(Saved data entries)
>>>

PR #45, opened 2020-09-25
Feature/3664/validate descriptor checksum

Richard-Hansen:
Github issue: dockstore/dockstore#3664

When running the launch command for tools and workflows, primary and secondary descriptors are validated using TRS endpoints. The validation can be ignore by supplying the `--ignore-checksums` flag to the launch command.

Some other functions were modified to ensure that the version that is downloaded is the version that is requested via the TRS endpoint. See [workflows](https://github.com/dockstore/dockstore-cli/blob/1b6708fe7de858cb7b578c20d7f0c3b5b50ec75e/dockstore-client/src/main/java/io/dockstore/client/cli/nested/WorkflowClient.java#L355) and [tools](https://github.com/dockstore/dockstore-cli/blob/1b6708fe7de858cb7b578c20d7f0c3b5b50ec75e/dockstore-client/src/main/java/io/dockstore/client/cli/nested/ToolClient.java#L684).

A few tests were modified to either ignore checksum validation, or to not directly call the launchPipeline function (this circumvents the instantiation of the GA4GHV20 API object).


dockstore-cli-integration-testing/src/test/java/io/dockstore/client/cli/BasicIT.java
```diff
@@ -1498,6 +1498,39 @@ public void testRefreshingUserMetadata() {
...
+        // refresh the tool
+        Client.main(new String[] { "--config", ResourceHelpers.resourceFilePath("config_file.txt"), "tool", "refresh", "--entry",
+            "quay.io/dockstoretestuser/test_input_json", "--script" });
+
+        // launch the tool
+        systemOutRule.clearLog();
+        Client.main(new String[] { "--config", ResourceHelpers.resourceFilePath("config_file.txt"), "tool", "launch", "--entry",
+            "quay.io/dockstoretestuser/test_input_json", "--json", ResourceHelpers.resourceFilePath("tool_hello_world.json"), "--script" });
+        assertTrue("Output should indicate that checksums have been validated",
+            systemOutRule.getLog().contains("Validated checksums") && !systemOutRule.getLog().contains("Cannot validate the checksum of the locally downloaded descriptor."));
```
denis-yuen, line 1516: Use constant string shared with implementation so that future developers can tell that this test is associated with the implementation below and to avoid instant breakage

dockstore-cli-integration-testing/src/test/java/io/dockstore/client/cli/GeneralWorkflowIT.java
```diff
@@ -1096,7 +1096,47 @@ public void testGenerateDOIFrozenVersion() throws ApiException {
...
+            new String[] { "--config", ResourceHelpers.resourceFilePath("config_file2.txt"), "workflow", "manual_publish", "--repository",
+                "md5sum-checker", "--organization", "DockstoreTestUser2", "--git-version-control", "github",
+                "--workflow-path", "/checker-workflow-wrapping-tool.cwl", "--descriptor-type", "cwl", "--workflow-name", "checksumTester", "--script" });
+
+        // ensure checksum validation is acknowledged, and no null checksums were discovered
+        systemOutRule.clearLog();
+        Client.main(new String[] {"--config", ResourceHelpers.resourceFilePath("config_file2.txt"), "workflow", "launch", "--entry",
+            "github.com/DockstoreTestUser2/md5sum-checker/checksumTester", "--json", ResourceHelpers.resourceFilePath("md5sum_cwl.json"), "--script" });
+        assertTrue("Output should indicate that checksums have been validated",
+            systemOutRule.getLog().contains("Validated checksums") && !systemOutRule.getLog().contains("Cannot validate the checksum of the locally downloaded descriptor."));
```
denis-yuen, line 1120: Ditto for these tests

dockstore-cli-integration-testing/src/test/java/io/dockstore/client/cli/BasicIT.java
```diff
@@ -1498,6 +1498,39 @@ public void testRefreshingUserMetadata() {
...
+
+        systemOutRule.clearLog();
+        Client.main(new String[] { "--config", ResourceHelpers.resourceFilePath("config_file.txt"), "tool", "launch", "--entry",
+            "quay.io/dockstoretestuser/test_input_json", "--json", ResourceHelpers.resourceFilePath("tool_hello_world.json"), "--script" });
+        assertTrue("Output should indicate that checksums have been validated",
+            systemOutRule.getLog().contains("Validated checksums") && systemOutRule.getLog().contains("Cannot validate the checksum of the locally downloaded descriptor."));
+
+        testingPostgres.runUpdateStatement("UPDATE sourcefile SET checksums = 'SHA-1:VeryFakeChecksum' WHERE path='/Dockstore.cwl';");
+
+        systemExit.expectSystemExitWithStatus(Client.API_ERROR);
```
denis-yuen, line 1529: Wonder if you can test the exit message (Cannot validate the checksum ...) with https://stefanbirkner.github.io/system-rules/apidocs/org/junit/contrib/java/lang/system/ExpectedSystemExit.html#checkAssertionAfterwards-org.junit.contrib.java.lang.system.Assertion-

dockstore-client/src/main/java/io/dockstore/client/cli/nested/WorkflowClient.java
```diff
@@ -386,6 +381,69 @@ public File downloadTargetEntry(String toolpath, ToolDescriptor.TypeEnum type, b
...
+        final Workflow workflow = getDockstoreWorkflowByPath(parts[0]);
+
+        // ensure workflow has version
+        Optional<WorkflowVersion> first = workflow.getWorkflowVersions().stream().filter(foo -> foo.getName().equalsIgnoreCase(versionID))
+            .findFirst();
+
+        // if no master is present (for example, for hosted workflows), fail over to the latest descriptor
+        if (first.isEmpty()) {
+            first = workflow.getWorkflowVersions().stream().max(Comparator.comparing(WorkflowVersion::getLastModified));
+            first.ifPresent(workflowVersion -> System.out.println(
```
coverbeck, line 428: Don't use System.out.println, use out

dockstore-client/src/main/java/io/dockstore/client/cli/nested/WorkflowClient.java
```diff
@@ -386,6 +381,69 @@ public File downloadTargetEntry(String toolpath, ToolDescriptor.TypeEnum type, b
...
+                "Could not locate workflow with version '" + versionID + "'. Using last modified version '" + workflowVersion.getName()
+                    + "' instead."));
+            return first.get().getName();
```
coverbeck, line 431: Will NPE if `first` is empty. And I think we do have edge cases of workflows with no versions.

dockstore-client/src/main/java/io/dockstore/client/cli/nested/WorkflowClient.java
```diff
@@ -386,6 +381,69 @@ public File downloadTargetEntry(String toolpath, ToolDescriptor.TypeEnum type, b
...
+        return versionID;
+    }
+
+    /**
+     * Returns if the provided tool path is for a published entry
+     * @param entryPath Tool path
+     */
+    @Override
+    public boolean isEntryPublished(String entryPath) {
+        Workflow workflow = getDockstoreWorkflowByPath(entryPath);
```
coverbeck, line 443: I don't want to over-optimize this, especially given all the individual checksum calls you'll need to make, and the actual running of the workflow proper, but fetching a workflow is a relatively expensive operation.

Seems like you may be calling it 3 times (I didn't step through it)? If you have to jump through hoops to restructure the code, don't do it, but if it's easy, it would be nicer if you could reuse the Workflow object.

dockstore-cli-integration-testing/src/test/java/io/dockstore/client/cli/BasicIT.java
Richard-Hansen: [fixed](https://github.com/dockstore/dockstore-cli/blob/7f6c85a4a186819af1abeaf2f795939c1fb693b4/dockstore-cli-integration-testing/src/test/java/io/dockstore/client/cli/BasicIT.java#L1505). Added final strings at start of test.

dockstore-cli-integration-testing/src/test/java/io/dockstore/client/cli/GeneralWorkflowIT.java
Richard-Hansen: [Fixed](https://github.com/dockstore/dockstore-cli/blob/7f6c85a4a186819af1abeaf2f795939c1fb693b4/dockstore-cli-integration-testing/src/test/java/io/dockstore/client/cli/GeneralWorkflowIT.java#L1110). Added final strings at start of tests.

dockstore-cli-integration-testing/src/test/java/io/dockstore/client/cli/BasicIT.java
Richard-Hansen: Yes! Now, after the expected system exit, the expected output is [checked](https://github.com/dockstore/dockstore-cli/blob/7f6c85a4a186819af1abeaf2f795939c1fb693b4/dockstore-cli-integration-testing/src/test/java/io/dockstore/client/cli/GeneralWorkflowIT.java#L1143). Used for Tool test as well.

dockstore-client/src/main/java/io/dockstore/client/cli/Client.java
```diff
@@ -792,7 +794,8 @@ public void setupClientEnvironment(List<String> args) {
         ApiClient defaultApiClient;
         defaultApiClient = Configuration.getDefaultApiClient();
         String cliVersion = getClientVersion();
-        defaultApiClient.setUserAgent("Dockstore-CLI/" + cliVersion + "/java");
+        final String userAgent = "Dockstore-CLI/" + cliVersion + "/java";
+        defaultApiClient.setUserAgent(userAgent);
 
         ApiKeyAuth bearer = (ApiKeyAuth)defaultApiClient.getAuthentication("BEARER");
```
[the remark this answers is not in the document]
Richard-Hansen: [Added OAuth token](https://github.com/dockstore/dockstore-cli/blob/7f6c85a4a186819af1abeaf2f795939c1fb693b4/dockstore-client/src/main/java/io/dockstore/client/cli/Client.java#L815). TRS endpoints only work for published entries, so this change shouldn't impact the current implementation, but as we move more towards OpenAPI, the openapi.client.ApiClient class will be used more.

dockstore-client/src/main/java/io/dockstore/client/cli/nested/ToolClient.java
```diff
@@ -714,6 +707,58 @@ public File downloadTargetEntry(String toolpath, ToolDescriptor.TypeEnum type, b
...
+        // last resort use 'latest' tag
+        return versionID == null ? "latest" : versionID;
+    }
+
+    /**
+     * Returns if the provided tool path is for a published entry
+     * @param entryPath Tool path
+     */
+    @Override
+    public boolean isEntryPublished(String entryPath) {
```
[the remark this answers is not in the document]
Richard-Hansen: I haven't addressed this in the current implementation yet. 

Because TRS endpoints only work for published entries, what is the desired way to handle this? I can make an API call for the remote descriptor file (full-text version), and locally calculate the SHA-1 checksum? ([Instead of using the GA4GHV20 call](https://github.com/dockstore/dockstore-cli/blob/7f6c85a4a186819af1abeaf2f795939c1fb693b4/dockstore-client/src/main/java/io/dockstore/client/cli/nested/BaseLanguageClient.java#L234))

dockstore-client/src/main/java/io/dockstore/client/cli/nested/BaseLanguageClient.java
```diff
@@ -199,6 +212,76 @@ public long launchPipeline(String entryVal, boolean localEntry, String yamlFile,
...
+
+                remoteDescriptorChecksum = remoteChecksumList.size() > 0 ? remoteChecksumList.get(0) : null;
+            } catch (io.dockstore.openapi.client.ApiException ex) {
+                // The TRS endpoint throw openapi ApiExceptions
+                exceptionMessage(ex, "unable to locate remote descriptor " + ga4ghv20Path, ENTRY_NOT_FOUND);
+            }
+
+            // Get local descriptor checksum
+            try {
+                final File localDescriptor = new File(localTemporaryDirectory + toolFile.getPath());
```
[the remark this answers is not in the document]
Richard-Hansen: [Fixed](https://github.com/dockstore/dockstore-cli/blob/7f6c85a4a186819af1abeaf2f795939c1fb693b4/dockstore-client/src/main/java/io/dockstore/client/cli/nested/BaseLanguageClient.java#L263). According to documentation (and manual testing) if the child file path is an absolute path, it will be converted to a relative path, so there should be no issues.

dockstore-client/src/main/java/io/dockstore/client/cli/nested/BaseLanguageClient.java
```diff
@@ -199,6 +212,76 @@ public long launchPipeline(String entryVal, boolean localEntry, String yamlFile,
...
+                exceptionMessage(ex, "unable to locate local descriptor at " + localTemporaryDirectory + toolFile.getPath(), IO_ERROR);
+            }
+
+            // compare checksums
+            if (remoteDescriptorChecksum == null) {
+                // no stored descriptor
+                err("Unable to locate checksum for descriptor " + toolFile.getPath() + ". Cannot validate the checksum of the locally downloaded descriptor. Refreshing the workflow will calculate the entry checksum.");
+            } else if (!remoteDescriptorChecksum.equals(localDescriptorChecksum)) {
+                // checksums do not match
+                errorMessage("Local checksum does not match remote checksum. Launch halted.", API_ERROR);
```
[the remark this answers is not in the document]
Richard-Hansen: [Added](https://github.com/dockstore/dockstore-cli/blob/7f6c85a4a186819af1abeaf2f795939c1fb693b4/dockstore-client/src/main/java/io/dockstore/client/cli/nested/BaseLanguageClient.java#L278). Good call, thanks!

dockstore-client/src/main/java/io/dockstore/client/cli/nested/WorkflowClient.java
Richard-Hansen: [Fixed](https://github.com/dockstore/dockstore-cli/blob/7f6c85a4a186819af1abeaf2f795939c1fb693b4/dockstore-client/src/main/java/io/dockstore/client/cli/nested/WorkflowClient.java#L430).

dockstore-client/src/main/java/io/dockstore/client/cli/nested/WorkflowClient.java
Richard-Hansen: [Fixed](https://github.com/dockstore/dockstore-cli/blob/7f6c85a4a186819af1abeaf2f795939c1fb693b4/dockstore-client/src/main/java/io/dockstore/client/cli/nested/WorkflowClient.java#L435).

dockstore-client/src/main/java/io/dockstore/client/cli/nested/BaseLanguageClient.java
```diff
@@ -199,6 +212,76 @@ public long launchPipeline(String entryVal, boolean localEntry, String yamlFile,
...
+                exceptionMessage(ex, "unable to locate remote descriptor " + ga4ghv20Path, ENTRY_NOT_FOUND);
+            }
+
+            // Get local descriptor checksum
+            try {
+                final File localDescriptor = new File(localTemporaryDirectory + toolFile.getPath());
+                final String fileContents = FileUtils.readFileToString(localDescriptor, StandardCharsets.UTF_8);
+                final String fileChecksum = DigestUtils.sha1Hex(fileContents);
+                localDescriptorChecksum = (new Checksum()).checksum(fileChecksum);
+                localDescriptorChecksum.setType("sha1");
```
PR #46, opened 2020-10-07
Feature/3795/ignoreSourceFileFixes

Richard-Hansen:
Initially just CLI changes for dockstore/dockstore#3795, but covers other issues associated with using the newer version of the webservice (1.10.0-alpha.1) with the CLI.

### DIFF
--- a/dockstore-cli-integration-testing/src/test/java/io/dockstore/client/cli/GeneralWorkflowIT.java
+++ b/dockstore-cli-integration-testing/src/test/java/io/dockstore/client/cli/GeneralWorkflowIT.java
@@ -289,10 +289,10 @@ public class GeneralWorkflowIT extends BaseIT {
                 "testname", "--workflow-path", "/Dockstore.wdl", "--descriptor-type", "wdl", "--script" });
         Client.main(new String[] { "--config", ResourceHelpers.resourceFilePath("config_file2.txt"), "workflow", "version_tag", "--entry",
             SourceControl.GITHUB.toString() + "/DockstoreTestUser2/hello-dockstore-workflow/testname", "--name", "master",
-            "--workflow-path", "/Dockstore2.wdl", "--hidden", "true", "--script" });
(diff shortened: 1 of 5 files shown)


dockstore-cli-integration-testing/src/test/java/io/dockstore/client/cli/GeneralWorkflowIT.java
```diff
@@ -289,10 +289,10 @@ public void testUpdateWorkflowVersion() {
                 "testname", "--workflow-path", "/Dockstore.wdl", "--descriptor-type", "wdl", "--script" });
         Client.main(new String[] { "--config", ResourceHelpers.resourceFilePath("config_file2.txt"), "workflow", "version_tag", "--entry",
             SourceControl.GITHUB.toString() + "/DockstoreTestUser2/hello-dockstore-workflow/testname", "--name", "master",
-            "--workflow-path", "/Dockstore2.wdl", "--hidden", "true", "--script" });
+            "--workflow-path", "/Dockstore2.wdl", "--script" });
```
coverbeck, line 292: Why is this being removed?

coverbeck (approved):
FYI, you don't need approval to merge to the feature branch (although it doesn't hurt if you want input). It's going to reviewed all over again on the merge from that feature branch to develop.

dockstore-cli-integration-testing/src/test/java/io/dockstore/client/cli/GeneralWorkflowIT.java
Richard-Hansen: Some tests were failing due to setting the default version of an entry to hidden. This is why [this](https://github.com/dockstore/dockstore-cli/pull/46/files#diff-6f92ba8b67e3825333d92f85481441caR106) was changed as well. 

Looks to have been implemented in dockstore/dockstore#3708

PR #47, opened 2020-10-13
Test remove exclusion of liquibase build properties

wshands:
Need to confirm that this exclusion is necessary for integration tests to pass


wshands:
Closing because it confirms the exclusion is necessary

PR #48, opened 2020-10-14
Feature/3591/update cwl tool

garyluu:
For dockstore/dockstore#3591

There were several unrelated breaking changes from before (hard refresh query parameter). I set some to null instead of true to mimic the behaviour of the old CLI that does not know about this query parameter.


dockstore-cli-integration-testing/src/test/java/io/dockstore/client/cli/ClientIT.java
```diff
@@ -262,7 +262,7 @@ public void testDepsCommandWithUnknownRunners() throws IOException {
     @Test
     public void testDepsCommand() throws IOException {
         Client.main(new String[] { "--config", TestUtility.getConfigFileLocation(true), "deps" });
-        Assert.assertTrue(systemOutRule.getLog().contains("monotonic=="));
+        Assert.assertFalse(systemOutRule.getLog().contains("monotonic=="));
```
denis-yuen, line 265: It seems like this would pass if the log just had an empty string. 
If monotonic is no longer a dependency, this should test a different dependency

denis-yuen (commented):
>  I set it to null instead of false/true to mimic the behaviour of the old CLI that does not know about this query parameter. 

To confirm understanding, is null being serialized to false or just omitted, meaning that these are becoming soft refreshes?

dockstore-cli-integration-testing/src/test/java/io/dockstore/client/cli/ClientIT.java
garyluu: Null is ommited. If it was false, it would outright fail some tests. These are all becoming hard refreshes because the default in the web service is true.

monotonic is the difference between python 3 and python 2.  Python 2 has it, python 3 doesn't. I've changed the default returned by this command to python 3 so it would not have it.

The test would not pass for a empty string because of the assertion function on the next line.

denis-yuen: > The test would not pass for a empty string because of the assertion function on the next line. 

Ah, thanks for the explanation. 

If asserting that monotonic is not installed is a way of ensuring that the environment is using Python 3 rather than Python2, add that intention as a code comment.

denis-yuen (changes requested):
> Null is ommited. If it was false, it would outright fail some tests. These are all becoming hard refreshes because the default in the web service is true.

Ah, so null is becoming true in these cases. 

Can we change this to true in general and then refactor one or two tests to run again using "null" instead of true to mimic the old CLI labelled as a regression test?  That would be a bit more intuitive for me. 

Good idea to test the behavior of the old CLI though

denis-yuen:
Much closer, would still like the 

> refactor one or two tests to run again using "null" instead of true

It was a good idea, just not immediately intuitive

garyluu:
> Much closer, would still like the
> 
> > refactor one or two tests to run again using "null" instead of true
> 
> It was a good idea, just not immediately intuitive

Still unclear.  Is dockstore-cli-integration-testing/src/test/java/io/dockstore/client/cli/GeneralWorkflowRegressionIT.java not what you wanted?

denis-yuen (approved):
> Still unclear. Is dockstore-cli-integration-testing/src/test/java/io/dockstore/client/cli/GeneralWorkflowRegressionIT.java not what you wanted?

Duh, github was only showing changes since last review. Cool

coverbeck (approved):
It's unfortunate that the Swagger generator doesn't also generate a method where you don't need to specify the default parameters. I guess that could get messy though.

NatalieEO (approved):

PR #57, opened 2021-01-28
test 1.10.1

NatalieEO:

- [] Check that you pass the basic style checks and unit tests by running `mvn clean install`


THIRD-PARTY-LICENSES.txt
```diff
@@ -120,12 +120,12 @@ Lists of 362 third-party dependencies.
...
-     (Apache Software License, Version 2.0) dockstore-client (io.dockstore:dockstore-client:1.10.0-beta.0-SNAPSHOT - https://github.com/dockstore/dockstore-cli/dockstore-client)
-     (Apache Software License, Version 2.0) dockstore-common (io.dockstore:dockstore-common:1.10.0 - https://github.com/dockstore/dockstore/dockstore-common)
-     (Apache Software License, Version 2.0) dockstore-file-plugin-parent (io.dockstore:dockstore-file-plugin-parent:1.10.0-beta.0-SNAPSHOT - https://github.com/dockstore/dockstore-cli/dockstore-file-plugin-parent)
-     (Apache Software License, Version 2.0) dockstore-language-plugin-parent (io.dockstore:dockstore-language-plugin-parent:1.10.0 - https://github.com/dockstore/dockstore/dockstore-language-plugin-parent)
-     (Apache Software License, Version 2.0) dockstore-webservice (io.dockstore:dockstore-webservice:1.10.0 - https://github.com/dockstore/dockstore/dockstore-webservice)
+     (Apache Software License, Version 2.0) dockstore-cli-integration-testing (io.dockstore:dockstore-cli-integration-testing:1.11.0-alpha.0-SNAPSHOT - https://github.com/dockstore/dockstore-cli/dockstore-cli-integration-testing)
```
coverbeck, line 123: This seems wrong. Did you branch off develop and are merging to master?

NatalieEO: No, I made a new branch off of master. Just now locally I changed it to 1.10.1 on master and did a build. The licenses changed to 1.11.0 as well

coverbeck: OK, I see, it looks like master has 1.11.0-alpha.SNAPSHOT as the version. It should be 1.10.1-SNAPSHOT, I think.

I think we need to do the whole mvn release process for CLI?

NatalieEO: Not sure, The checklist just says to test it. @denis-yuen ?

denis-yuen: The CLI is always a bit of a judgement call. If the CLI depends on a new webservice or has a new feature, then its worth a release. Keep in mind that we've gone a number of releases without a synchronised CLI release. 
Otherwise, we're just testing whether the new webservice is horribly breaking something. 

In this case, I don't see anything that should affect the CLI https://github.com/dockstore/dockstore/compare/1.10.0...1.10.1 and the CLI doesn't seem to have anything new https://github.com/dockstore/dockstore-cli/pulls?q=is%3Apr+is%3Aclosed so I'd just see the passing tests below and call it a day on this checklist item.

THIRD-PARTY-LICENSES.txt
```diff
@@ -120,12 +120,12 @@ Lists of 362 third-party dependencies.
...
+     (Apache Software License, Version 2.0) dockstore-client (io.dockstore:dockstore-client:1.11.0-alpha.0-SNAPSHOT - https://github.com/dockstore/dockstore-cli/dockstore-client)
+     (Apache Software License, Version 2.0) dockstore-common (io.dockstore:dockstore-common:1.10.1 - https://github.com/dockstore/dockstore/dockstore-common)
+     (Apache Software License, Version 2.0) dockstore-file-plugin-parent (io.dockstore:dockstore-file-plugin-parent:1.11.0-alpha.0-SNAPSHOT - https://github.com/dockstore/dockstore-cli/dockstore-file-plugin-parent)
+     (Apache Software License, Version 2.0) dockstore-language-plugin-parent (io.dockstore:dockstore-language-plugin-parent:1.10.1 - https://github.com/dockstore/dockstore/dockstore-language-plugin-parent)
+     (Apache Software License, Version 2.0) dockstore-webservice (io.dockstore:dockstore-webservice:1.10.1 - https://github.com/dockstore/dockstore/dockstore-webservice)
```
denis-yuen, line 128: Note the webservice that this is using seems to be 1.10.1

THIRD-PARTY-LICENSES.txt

<<<

_What this task involves_:
In your reply, restate exactly the lines from the start of the records above through the line holding "Some other functions", including both, and nothing else.

_Solution for this problem_:
PR #45, opened 2020-09-25
Feature/3664/validate descriptor checksum

Richard-Hansen:
Github issue: dockstore/dockstore#3664

When running the launch command for tools and workflows, primary and secondary descriptors are validated using TRS endpoints. The validation can be ignore by supplying the `--ignore-checksums` flag to the launch command.

Some other functions were modified to ensure that the version that is downloaded is the version that is requested via the TRS endpoint. See [workflows](https://github.com/dockstore/dockstore-cli/blob/1b6708fe7de858cb7b578c20d7f0c3b5b50ec75e/dockstore-client/src/main/java/io/dockstore/client/cli/nested/WorkflowClient.java#L355) and [tools](https://github.com/dockstore/dockstore-cli/blob/1b6708fe7de858cb7b578c20d7f0c3b5b50ec75e/dockstore-client/src/main/java/io/dockstore/client/cli/nested/ToolClient.java#L684).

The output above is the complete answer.